TEMPO.CO, Bandung - Melemahnya kurs rupiah terhadap dolar Amerika Serikat ternyata berpengaruh terhadap industri pertahanan di dalam negeri. Direktur Utama PT Pindad Silmy Karim menyatakan kenaikan kurs dolar terhadap rupiah membuat harga bahan baku senjata ikut meroket.
Sebab, selain berasal dari dalam negeri, bahan baku produksi Pindad banyak yang didapat dari luar negeri. Walhasil, biaya produksi membengkak sebesar 20 persen. "Kurs dolar tinggi, sehingga mempengaruhi biaya produksi. Karena ada bahan baku yang harus diimpor," katanya.
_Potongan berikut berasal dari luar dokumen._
PR #174, opened 2023-03-04
[BUGFIX] mentions and roles causing initial app load to crash when unauthed

### LINKED ISSUE #173: Initital load crashes app when user is not authenticated.
### Description:

The app is crashing on the initial load when the user is unauthenticated.

### Steps to reproduce:

1. Make sure you are not already authenticated.
2. Run the app.

### Actual behavior:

Meski penurunan kurs rupiah mempengaruhi biaya produksi, Pindad tetap melakukan ekspansi usaha. Menurut Silmy, Pindad siap memproduksi alat berat seperti yang diminta pemerintah. Selain untuk memenuhi kebutuhan pemerintah, alat berat itu dibuat untuk diekspor ke luar negeri.
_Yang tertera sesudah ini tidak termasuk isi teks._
PR #190, opened 2023-03-12
[Fix: 132] Added markdown without circular dependency

vishakha-aggarwal:
### Acceptance Criteria fulfillment

- [x] Implemented markdown styles without circular dependency of components

Fixes #132 [Circular dependency]


vishakha-aggarwal:
Hey @sidmohanty11 Please review this PR. Thanks!

sidmohanty11 (changes requested):
@vishakha-aggarwal Thanks a lot for the PR! Looks like this approach needs too much prop drilling and chaining stuffs - which I don't think should be ideal and most probably redundant.

From what I can observe, we are requiring the classes only at the PlainSpan level and this makes code a bit unreadable to move with. Lets discuss a better approach for this and we  can update it here. What do you think?

PR #196, opened 2023-03-15
[IMPROVE] refactor-message-components

abhinavkrin:
# Brief Title
I have separated the message jsx from MesageList and ThreadMessage list to a separate reusable Message component. This would be beneficial reducing code size, increasing code readability and also when we would be introducing theming.


sidmohanty11 (approved):
Great refactor @abhinavkrin !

"Kami siap mengadakan alat berat mulai Juni. Saat ini pembuatan prototype sudah selesai dan bisa dipesan mulai 2016," kata Silmy di lapangan tembak PT Pindad, Rabu, 18 maret 2015. Dia menargetkan Pindad mampu mengekspor 10-15 persen dari produk yang dihasilkan setiap tahun.
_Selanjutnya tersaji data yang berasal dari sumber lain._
PR #199, opened 2023-03-15
[IMPROVE] typing status support for rc 6.0+

### LINKED ISSUE #198: User typing status not shown for some RC hosts
### Description:
User typing status is not being shown for some RC hosts. I was running 6+.

abhinavkrin:
# Brief Title
This PR will add support to show typing user status in EC connected to rocketchat >6.0.
Until now EC was only listening for  `roomId/typing` events to get typing users updates.
After updating my RC to the latest version, user typing status events were not being received by our real-time DDP connection. 
After spending hours looking into the codes and working on the current version, I found that typing status is now sent through `roomId/user-activity` event.
So to support all the RC versions, I subscribed for both `roomId/typing` and `roomId/user-activity` events

Fixes #198

### subscribing event
typingsend
## event messages 
typing


sidmohanty11 (approved):
Thanks @abhinavkrin ! I think we should discuss this more for handling this carefully for other versions. Having some test cases to run for different versions to check all functionalities will be ideal I think - lets take this to the official channel.

PR #218, opened 2023-07-01
React bootstrap

abhinavkrin:
This PR bootstraps react package. I have used our new API library and Auth library for this package.
The storybook is also setup for react package.
After this is merged we will gradually move to a new component system by replacing fuselage components with new components one by one or in batches.

## Video/Screenshots
Screenshot from 2023-07-01 13-29-52


sidmohanty11 (commented):
Closing this as we already have these changes in #222

PR #219, opened 2023-07-01
EmbeddedChat enhancements

sidmohanty11:


sidmohanty11:
@abhinavkrin lets get this in! We can publish a stable release and after that go with further enhancements, what do you think?

abhinavkrin:
Yes, We should make embeddedchat stable. I think we have enough features/enhancements for now. There are lots of things that need to be fixed. We will fix them and release them as the next major version.

PR #289, opened 2023-10-25
Fix/#265 added RC_HOST as env variable

### LINKED ISSUE #265: Set up RC host url as environment variable in react storybook
### Description
The RocketChat Host URL is currently hardcoded as `http://localhost:3000` in the React Storybook configuration. However, it is essential to provide flexibility and configurability by allowing users to set the host URL via environment variables. This change will make it easier for users to adapt the configuration to their specific needs.

### Proposed Solution
We should modify the React Storybook configuration to read the RocketChat Host URL from an environment variable. By default, if the environment variable is not set, it should fallback to `http://localhost:3000`.
So that if developers want to use HTTP://localhost:5000 as host url,  then the storybook could be started using:
```
RC_HOST=http://localhost:5000 yarn storybook
```
or by setting up a `.env` file (it should be added to gitignore).

### Steps to Implement
1. Update the React Storybook configuration to use an environment variable for the RocketChat Host URL.
2. Provide clear documentation on how users can set the environment variable.
3. Ensure that when the environment variable is not set, it defaults to `http://localhost:3000`.
4. Change all the hardcoded host URLs to use environment variable.
5. Update readme accordingly.

### Expected Behavior
Users should be able to easily configure the RocketChat Host URL for React Storybook by setting an environment variable. When no environment variable is set, it should default to `http://localhost:3000`.

tanu-chahal:
# Added RC_HOST variable to set up custom host for Rocket Chat Server

- [x] Added STORYBOOK_RC_HOST as an environment variable to set up a custom host.
- [x] Updated README.md accordingly.

Fixes #265

## Screenshot
running-with-custom-rc-host-2

In the screenshot using the host as 4000

### DIFF
--- a/README.md
+++ b/README.md
@@ -106,6 +106,12 @@ yarn storybook
 
 Till now, storybook should be up and running. You can play around with EmbeddedChat and it's component and see changes in storybook in real-time.
 
+By default, the Rocket Chat server host is http://localhost:3000, in case you have Rocket Chat server running on any other port/server you can try set up custome url as ```STORYBOOK_RC_HOST=<your-custom-url>``` variable by creating a ``.env`` file in ```packages/react``` directory or simply run this commmand:
+
+```bash
+STORYBOOK_RC_HOST=<your-custom-url> yarn storybook
+```
+
 ### Working with api and auth packages.
 
 #### Starting auth dev environment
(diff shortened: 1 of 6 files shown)


abhinavkrin (approved):
LGTM!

Selain itu, Pindad mengusulkan pembentukan holding industri pertahanan. Sinergi antar-badan usaha milik negara (BUMN) di bidang pertahanan memerlukan dukungan manajerial dan kewenangan tersendiri. Pola yang cocok untuk menyatukan beberapa BUMN ini adalah pembentukan holding industri pertahanan.